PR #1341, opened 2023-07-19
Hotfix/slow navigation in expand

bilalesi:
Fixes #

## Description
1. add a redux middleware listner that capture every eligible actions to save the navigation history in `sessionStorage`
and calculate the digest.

---

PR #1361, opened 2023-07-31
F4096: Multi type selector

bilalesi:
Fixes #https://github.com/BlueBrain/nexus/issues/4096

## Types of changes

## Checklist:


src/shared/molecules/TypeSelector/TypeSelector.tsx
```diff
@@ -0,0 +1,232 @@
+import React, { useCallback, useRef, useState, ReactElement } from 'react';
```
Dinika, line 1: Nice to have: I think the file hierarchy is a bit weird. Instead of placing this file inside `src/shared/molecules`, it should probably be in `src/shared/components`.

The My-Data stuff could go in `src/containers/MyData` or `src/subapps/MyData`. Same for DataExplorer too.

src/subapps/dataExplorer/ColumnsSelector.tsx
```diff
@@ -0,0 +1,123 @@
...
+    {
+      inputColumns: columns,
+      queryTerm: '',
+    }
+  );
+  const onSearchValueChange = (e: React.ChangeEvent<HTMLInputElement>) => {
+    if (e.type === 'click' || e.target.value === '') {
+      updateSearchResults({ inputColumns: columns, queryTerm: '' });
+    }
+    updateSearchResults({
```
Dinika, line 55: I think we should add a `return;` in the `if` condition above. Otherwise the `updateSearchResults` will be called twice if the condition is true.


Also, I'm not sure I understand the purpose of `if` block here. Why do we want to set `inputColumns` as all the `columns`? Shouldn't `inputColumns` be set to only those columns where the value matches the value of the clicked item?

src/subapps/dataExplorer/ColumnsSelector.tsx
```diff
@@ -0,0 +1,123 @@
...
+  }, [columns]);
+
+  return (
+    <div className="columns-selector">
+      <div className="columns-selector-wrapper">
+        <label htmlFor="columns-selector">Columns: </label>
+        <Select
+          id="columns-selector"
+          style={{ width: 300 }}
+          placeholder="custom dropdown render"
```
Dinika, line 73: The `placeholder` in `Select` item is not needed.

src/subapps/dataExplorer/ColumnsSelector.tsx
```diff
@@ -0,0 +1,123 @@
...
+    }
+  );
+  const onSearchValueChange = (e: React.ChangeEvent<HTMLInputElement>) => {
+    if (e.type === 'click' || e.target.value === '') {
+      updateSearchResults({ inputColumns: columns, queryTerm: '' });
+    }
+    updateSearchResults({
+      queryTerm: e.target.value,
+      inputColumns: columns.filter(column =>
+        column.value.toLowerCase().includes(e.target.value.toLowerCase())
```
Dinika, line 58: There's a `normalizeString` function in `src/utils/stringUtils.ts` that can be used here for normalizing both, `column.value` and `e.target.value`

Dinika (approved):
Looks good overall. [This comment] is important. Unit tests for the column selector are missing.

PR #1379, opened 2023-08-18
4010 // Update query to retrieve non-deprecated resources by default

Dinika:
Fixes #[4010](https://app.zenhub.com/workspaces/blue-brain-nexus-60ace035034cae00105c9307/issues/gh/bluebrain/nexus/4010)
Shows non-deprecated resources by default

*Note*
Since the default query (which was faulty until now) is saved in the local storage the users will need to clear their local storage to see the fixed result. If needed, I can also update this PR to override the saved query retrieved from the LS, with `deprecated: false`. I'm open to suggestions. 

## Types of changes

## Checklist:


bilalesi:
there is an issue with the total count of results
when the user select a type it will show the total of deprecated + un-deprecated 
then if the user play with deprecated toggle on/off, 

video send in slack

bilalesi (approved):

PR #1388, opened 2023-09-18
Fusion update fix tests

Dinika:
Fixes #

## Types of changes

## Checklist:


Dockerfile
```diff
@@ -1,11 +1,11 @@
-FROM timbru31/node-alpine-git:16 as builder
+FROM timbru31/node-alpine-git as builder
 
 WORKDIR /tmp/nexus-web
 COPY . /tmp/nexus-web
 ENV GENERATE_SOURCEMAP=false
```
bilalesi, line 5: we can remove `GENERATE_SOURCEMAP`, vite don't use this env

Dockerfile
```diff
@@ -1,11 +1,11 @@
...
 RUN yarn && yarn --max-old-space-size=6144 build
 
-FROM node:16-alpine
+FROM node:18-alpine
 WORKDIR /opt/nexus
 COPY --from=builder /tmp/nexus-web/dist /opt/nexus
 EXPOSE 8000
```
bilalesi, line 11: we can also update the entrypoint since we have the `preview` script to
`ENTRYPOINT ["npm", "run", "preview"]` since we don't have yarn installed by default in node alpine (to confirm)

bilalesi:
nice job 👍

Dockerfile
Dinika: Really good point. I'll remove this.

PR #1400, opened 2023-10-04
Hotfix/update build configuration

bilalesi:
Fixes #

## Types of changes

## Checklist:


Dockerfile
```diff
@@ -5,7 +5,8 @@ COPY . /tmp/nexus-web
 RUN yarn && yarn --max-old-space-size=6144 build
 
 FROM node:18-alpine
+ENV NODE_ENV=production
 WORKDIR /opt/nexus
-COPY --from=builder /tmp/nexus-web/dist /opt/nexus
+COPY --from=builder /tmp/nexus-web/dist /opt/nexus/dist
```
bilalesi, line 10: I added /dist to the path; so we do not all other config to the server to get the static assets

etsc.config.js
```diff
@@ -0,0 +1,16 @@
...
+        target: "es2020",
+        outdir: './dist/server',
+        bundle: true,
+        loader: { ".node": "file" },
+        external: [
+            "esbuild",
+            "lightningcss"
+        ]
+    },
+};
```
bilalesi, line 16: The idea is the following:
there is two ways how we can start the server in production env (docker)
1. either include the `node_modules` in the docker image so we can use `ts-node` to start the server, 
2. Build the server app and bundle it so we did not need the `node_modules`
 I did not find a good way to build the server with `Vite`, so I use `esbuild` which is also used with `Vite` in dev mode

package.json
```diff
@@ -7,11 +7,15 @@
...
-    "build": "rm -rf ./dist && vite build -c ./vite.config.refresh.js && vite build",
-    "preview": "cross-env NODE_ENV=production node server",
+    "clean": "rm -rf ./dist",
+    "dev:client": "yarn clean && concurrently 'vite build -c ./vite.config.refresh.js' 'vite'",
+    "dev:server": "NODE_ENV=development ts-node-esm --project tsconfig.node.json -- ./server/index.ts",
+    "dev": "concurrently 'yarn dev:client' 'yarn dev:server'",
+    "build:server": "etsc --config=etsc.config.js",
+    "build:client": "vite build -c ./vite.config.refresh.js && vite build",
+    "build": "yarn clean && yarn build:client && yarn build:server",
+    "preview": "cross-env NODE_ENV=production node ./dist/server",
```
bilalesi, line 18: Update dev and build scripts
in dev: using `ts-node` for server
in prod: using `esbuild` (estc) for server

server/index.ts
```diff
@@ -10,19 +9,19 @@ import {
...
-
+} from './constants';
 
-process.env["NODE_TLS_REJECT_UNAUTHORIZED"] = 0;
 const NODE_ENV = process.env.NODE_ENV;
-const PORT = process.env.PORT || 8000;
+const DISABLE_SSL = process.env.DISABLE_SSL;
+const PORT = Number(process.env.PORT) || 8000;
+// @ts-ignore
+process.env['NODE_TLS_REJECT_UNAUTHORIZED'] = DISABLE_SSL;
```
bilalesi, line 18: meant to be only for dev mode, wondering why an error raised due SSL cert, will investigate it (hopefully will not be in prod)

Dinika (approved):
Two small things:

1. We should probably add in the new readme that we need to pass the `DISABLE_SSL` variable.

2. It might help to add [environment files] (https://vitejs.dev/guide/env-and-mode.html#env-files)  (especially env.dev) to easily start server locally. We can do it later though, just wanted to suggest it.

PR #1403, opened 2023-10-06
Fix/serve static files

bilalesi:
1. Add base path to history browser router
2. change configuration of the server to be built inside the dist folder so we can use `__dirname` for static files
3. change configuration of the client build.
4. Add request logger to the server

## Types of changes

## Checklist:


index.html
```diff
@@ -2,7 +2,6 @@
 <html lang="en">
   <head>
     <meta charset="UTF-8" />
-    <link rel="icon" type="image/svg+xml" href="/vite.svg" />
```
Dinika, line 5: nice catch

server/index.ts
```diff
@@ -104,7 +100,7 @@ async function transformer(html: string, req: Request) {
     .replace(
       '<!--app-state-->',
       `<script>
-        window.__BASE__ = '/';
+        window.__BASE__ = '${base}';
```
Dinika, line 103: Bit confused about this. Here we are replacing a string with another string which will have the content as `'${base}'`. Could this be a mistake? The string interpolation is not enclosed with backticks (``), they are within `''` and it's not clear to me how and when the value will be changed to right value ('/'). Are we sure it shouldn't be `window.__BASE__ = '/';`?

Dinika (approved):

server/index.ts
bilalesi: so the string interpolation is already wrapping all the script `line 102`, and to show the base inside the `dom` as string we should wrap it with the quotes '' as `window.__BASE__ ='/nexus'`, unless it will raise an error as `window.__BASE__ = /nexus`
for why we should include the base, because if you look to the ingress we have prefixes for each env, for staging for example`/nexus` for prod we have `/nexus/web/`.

Problem requirements:
Check every line above for the word "remove" and copy those that have it.

Answer to the problem:
bilalesi, line 5: we can remove `GENERATE_SOURCEMAP`, vite don't use this env
Dinika: Really good point. I'll remove this.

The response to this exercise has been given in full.